Having misused and manipulated people who foolishly loved him and lied and cheated and calculated every human situation for what personal profit it might bring him, Lime breathes his last after being shot in the back by a journalist as he tries to clamber out of a sewer. You have to admit – Mandleson to a T.
Amazing the things you learn while zonked out on good sounds.
Dropped round to Joe Mulheron's moral bar one recent Wednesday night to hear Johanna Fagan's new band with Paul Cassidy, Bodhicitta.
Considering the wonder-woman warrior sound of Ms Fagan at full tilt, you might assume, as did I, that Bodhicitta is a cool version of the name of that big-breasted Brit battleaxe (I mean that in a good way) who smote the Roman forces of savage Suetonius before falling in the epic encounter at Mancetter near Nuneaton in AD61.
However, I am roughly informed when I advance this theory that bodhicitta refers in fact to the highest level of spiritual attainment within the disciplines and teachings of orthodox Buddhism.
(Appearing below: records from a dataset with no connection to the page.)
PR #2, opened 2024-04-11
Add support for web extension messages.json & plain key-value JSON files

eemeli:
The parser and serialiser are pretty strict for this, as the `messages.json` format is pretty explicit. It also effectively requires using the MF2 data model representation, does not allow for metadata, and is also pretty strict on the keys it supports.

### DIFF
--- a/moz/l10n/plain/__init__.py
+++ b/moz/l10n/plain/__init__.py
@@ -1,0 +1,4 @@
+from .parse import plain_parse
+from .serialize import plain_serialize
+
+__all__ = ["plain_parse", "plain_serialize"]
--- a/tests/test_plain.py
+++ b/tests/test_plain.py
@@ -1,0 +1,123 @@
+# Copyright Mozilla Foundation
+#
+# Licensed under the Apache License, Version 2.0 (the "License");
+# you may not use this file except in compliance with the License.
+# You may obtain a copy of the License at
+#
+# http://www.apache.org/licenses/LICENSE-2.0
+#
+# Unless required by applicable law or agreed to in writing, software
+# distributed under the License is distributed on an "AS IS" BASIS,
+# WITHOUT WARRANTIES OR CONDITIONS OF ANY KIND, either express or implied.
+# See the License for the specific language governing permissions and
+# limitations under the License.
+
+from importlib.resources import files
+from textwrap import dedent
+from unittest import TestCase
+
+from moz.l10n.plain import plain_parse, plain_serialize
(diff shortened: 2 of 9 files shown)


eemeli:
Also added nested key-value JSON files.

tests/test_plain.py
```diff
@@ -0,0 +1,123 @@
...
+                                "Hello$$$ $1YOUR_NAME$ at $2",
+                            ),
+                            Entry(["placeholders", "description"], "Peer greeting"),
+                            Entry(
+                                [
+                                    "placeholders",
+                                    "placeholders",
+                                    "1your_name",
+                                    "content",
+                                ],
```
mathjazz, line 62: Interesting, I didn't even realize Pontoon already supports multiple nesting levels in key-value JSON files. Just checked and... it does.

tests/test_webext.py
```diff
@@ -0,0 +1,171 @@
...
+                            ),
+                            Entry(
+                                ["NoCommentsorSources"],
+                                PatternMessage(["Translated No Comments or Sources"]),
+                            ),
+                            Entry(
+                                ["placeholders"],
+                                PatternMessage(
+                                    [
+                                        "Hello$$ ",
```
mathjazz, line 57: It puzzles me why is this not `"Hello$$$ "`.

mathjazz (approved):
I'd change the paths, other than that is looks good.

moz/l10n/plain/__init__.py
```diff
@@ -0,0 +1,4 @@
+from .parse import plain_parse
+from .serialize import plain_serialize
+
+__all__ = ["plain_parse", "plain_serialize"]
```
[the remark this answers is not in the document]
eemeli: That was an intentional choice, to account for the possibility of this structure working with other resource formats, such as YAML.

tests/test_webext.py
eemeli: From [here](https://developer.mozilla.org/en-US/docs/Mozilla/Add-ons/WebExtensions/API/i18n/Locale-Specific_Message_reference#message):
> Any number of consecutive dollar signs appearing in strings are replaced by the same number of dollar signs minus one. So, $$ > $, $$$ > $$, etc.

eemeli:
I'm going to keep the paths for now, and iterate on them later as the whole shape of this comes into clearer focus.

We could e.g. end up with `moz.l10n.resource.webext`, and going that deep adding a `_json` there starts to feel like one more hierarchy layer, even if it's just in the name.

PR #3, opened 2024-04-14
Add Android string resource support

eemeli:
Handles all parts of the resource format, except for ICU MessageFormat strings.

### DIFF
--- a/moz/l10n/android/parse.py
+++ b/moz/l10n/android/parse.py
@@ -1,0 +1,332 @@
+# Copyright Mozilla Foundation
+#
+# Licensed under the Apache License, Version 2.0 (the "License");
+# you may not use this file except in compliance with the License.
+# You may obtain a copy of the License at
+#
+# http://www.apache.org/licenses/LICENSE-2.0
+#
+# Unless required by applicable law or agreed to in writing, software
+# distributed under the License is distributed on an "AS IS" BASIS,
+# WITHOUT WARRANTIES OR CONDITIONS OF ANY KIND, either express or implied.
+# See the License for the specific language governing permissions and
+# limitations under the License.
+
+from collections.abc import Callable, Iterable, Iterator
+from re import DOTALL, compile, fullmatch, sub
+from typing import cast
+
+from lxml import etree
+
+from ..message import (
+    CatchallKey,
+    Expression,
+    FunctionAnnotation,
+    Markup,
+    Message,
+    PatternMessage,
+    SelectMessage,
+    VariableRef,
+)
+from ..resource import Comment, Entry, Metadata, Resource, Section
+
+plural_categories = ("zero", "one", "two", "few", "many", "other")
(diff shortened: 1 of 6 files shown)


tests/data/strings.xml
```diff
@@ -0,0 +1,54 @@
...
+  <!-- standalone -->
+
+  <string name="welcome">Welcome to <b>&foo;</b>!</string>
+  <string name="placeholders">Hello, %1$s! You have %2$d new messages.</string>
+  <string name="escape_html">Hello, %1$s! You have &lt;b>%2$d new messages&lt;/b>.</string>
+
+  <string name="ws_trimmed"> &#32; &#8200; &#8195;</string>
+  <string name="ws_quoted">" &#32; &#8200; &#8195;&quot;</string>
+  <string name="ws_escaped"> \u0032 \u8200 \u8195</string>
+
```
mathjazz, line 25: I would also expect apostrophes to be tested and handled properly:
https://github.com/mozilla/pontoon/pull/3020/files#diff-e8bac283d0aa4db32a8a4a7f254bc66cadeeb611975a0d1beb8d5ecb4979dc80R324

tests/data/strings.xml
```diff
@@ -0,0 +1,54 @@
...
+    <item>Mars</item>
+  </string-array>
+
+  <plurals name="numberOfSongsAvailable">
+    <!--
+         As a developer, you should always supply "one" and "other"
+         strings. Your translators will know which strings are actually
+         needed for their language. Always include %d in "one" because
+         translators will need to use %d for languages where "one"
+         doesn't mean 1 (as explained above).
```
mathjazz, line 44: Where "above"?

mathjazz (commented):
This is impressive. Android plurals!

tests/data/strings.xml
eemeli: Ah, a remnant from the [Android docs](https://developer.android.com/guide/topics/resources/string-resource.html#Plurals) from where I lifted this.

mathjazz (approved):

eemeli:
Alas, needed to refactor this still a bunch to properly support `<xliff:g>`, which can be used to mark parts of the message as nontranslatable.

Also, it turns out that at least some of the Android escaping is valid within nested elements. But not all of it.

Please take another look?

mathjazz (approved):
The code looks good, although I found it a bit tricky to review, so I'm mostly relied on the tests. I'm confident we'll spot any issues as part of integrating this code into Pontoon and testing with the real files.

I'd only add that link to the <xliff:g> reference.

moz/l10n/android/parse.py
```diff
@@ -0,0 +1,414 @@
...
+#   - Strings with ICU MessageFormat contents.
+#     These also use "quotes" for special escaping behaviour.
+#     ICU MessageFormat strings are not currently detected by this library.
+#
+# The source contents of each of the above needs to be parsed differently,
+# and message strings can be found in <string>, <string-array>, and <plurals>
+# elements, each of which also needs different parsing.
+#
+# For more information, see:
+# https://developer.android.com/guide/topics/resources/string-resource
```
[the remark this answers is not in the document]
eemeli:
```suggestion
# https://developer.android.com/guide/topics/resources/string-resource
# https://developer.android.com/guide/topics/resources/localization#mark-message-parts
```

PR #6, opened 2024-05-16
Add automagical & configurable resource path iterators

eemeli:
This implements functionality currently provided by [`compare_locales.paths`](https://github.com/mozilla/compare-locales/tree/release/compare_locales/paths), [`pontoon.sync.vcs`](https://github.com/mozilla/pontoon/tree/main/pontoon/sync/vcs), and [`pontoon.sync.utils`](https://github.com/mozilla/pontoon/blob/main/pontoon/sync/utils.py).

Similar APIs are provided for the configured and non-configured cases.

The `iter_resources()` is generalised into `walk_files()`, dropping its internal `parse_resource()` calls.

Making us of the paths, a command-line tool `l10n-fix` is included to fix the formatting of supported localization files.

As a bit of feature creep, a fuzzy resource comparator `moz.l10n.resource.l10n_equal()` is also added, and entry & sections identifiers are made immutable.


moz/l10n/paths/discover.py
```diff
@@ -0,0 +1,235 @@
...
+        self,
+        root: str,
+        ref_root: str | None = None,
+        ignorepath: str | None = ".l10n-ignore",
+    ) -> None:
+        """
+        To ignore files, include a `.l10n-ignore` file in the reference base directory
+        or some other location passed in as `ignorepath`.
+        This file uses git-ignore syntax,
+        and is always based in the reference base directory.
```
mathjazz, line 86: What does _based in_ mean? Located in?

tests/test_discover.py
```diff
@@ -0,0 +1,195 @@
...
+                "two/a.ftl": "two/a.ftl",
+                "two/b.pot": "two/b.po",
+            }.items()
+        }
+        assert paths.all() == expected
+        for ref, tgt in expected:
+            assert paths.target_path(ref) == tgt
+            assert paths.target_path(ref, locale="xx") == tgt.format(locale="xx")
+
+    def test_ref_priorities(self):
```
mathjazz, line 94: To actually test priority order, multiple reference directories should co-exist.

mathjazz (commented):
It would be nice to add moz.l10n.paths to the README.

Other than that I don't have major concerns.

Can't wait to test this in the wild.

moz/l10n/paths/config.py
```diff
@@ -0,0 +1,294 @@
...
+    Wrapper for localization config files.
+
+    Supports a subset of the format specified at:
+    https://moz-l10n-config.readthedocs.io/en/latest/fileformat.html
+
+    Differences:
+    - `[build]` is ignored
+    - `[[excludes]]` are not supported
+    - `[[filters]]` are ignored
+    - `[[paths]]` must always include both `reference` and `l10n`
```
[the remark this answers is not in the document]
eemeli: With some conditions, yes.

- `[build]` is completely unused atm.
- There is [one](https://github.com/mozilla-l10n/www-l10n/blob/cd05d22d972eaa802475a1503a7ff4d7be0acd87/l10n-pontoon.toml#L10) `[[excludes]]` value we'll need to account for somehow.
- The SeaMonkey and Thunderbird `[[filters]]` will need some review; the [one](https://github.com/mozilla/gecko-dev/blob/9fcc11127fbfbdc88cbf37489dac90542e141c77/browser/locales/l10n.toml#L164) we still have for Firefox should be safe to ignore.
- I checked; all `[[paths]]` values include both fields.

moz/l10n/paths/discover.py
eemeli: Means that it's the root directory for the expressions, even if the `.l10n-ignore` file is itself at a different path.

tests/test_discover.py
eemeli: They do co-exist here; each of the `build_file_tree()` commands is cumulative on the previous, as they're done within the same `with TemporaryDirectory()` block.

eemeli:
> It would be nice to add `moz.l10n.paths` to the README.

Done.

moz/l10n/paths/config.py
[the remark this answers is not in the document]
eemeli: To clarify: This isn't ready for all use cases yet, but it's a step towards being able to identify exactly what of the remainder we'll actually need.

mathjazz (approved):

PR #9, opened 2024-07-04
Fix more small bugs

eemeli:
This is a grab-bag of small stuff, discovered by testing the tools against [firefox-l10n](https://github.com/mozilla-l10n/firefox-l10n) contents.

The test changes replacing `self.assertEqual()` with `assert ...` are because they result in clearer error logs with `pytest`, whereas the former was better with `python -m unittest`.


mathjazz (approved):
LGTM

PR #12, opened 2024-07-10
properties: Improve character escape handling

eemeli:
This accounts for the upstream fix for translate/translate#5199.


mathjazz (approved):
LGTM

PR #14, opened 2024-07-11
Add l10n-build command-line tool

### LINKED ISSUE #13: Add support for filtering locale data
Currently, Firefox localization works by first collecting in [firefox-l10n-source](https://github.com/mozilla-l10n/firefox-l10n-source) the localizable contents of all active branches, and by localizing them in [firefox-l10n](https://github.com/mozilla-l10n/firefox-l10n). During the Firefox build, these localized files are used directly for both repacks and langpacks, such that contents for all branches' localizations are included in the assets of each branch.

This ultimately leads to issues such as [bug 1899255](https://bugzilla.mozilla.org/show_bug.cgi?id=1899255) when we don't remember to account for all the details of how changes affect other branches.

To make the behaviour of localization more predictable and less prone to causing failures, we should build tooling to filter each localization's contents to those actually used in a given branch, and to ensure that all files exist, even if they're empty.

This will also allow for filtering out localization notes and other comments from the files, as they're not needed for formatting.

eemeli:
Fixes #13 
CC @bhearsum

The idea would be for this tool to be run during the Firefox build, at which time it would trim out all the contents from localization files that are not intended for the current branch.

The filtering can be done in-place (with `--base` and `--target` the same path), but then it won't delete files that are in the localization that are not in the reference source. The target directory is not clobbered.

On my M1 Macbook, this takes about 3s per standalone locale, and about 130s when run on all locales, using the `browser/locales/l10n.toml` config. This is probably fast enough that the intermediate results don't need to be cached e.g. in `firefox-l10n` branches, and can be produced as a part of the build.

An initial test would indicate that this filtering will reduce compressed langpack sizes by about a third.

### DIFF
--- a/moz/l10n/bin/build.py
+++ b/moz/l10n/bin/build.py
@@ -117,7 +117,7 @@ def build_targets_for_release(
                 else:
                     log.info(f"skip {rel_path}")
             elif source_ids:
-                log.info(f"create {rel_path}")
+                log.info(f"create empty {rel_path}")
                 open(tgt_path, "a").close()
             else:
                 log.info(f"skip {rel_path}")
--- a/moz/l10n/bin/build.py
+++ b/moz/l10n/bin/build.py
@@ -1,0 +1,127 @@
+# Copyright Mozilla Foundation
+#
+# Licensed under the Apache License, Version 2.0 (the "License");
+# you may not use this file except in compliance with the License.
+# You may obtain a copy of the License at
+#
+# http://www.apache.org/licenses/LICENSE-2.0
+#
+# Unless required by applicable law or agreed to in writing, software
+# distributed under the License is distributed on an "AS IS" BASIS,
+# WITHOUT WARRANTIES OR CONDITIONS OF ANY KIND, either express or implied.
+# See the License for the specific language governing permissions and
+# limitations under the License.
+
+from __future__ import annotations
+
+import logging
+from argparse import ArgumentParser, RawDescriptionHelpFormatter
+from os import makedirs
+from os.path import dirname, exists, join, relpath
+from shutil import copyfile
+from textwrap import dedent
+
+from moz.l10n.paths.config import L10nConfigPaths
+from moz.l10n.resource import UnsupportedResource, parse_resource, serialize_resource
+from moz.l10n.resource.data import Entry
+
+log = logging.getLogger(__name__)
+
+
+def cli() -> None:
+    parser = ArgumentParser(
+        description=dedent(
+            """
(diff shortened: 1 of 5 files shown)


bhearsum:
> An initial test would indicate that this filtering will reduce compressed langpack sizes by about a third.

That's a substantial decrease!

moz/l10n/bin/build.py
```diff
@@ -0,0 +1,127 @@
...
+            if exists(l10n_path):
+                if source_ids:
+                    msg_delta = 0
+                    res = parse_resource(l10n_path)
+                    for section in res.sections:
+                        msg_delta -= len(section.entries)
+                        section.entries = [
+                            entry
+                            for entry in section.entries
+                            if not isinstance(entry, Entry)
```
flodolo, line 105: Why do we need this check? What can be a "non Entry" within a section of a localized file?

moz/l10n/bin/build.py
```diff
@@ -0,0 +1,127 @@
...
+                    with open(tgt_path, "w") as file:
+                        for line in serialize_resource(res, trim_comments=True):
+                            file.write(line)
+                elif l10n_base != l10n_target:
+                    log.info(f"copy {rel_path}")
+                    copyfile(l10n_path, tgt_path)
+                else:
+                    log.info(f"skip {rel_path}")
+            elif source_ids:
+                log.info(f"create {rel_path}")
```
flodolo, line 120:
```suggestion
                log.info(f"create empty {rel_path}")
```

Might be clearer.

flodolo (approved):
This trims away license headers. Are we OK with that, or should they be treated differently from other comments? 

I think this would benefit from @mathjazz review, since he's more familiar with the underlying data structure at this point.

moz/l10n/bin/build.py
eemeli: Sections may contain standalone comments, which are `Comment` instances.

eemeli:
> This trims away license headers. Are we OK with that, or should they be treated differently from other comments?

This is intentional, and fine. The output of the build tool is not the preferred form for making modifications, so it's not considered as the "Source" or "Source Code Form" but as an "Object", "Executable Form", or "binary form" of the work as understood by e.g. MPL2, Apache 2.0, or BSD licenses. The format of the resulting file is not relevant for these considerations. This means that the license header does not need to be retained.

mathjazz (approved):
I didn't actually test the changes, but they look good.

Nice work downsizing the langpacks!

bcolsson (approved):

I am thus led to the Little Book of Buddhist Wisdom which tells that "Moments before you develop bodhicitta you can be the most evil being in the whole universe, but the moment after you develop bodhicitta, you instantly become the most noble, kind and precious being in the whole universe."
The Provos achieved the same transformative effect by signing up to the Good Friday Agreement.
Remember the name. Bodhicitta.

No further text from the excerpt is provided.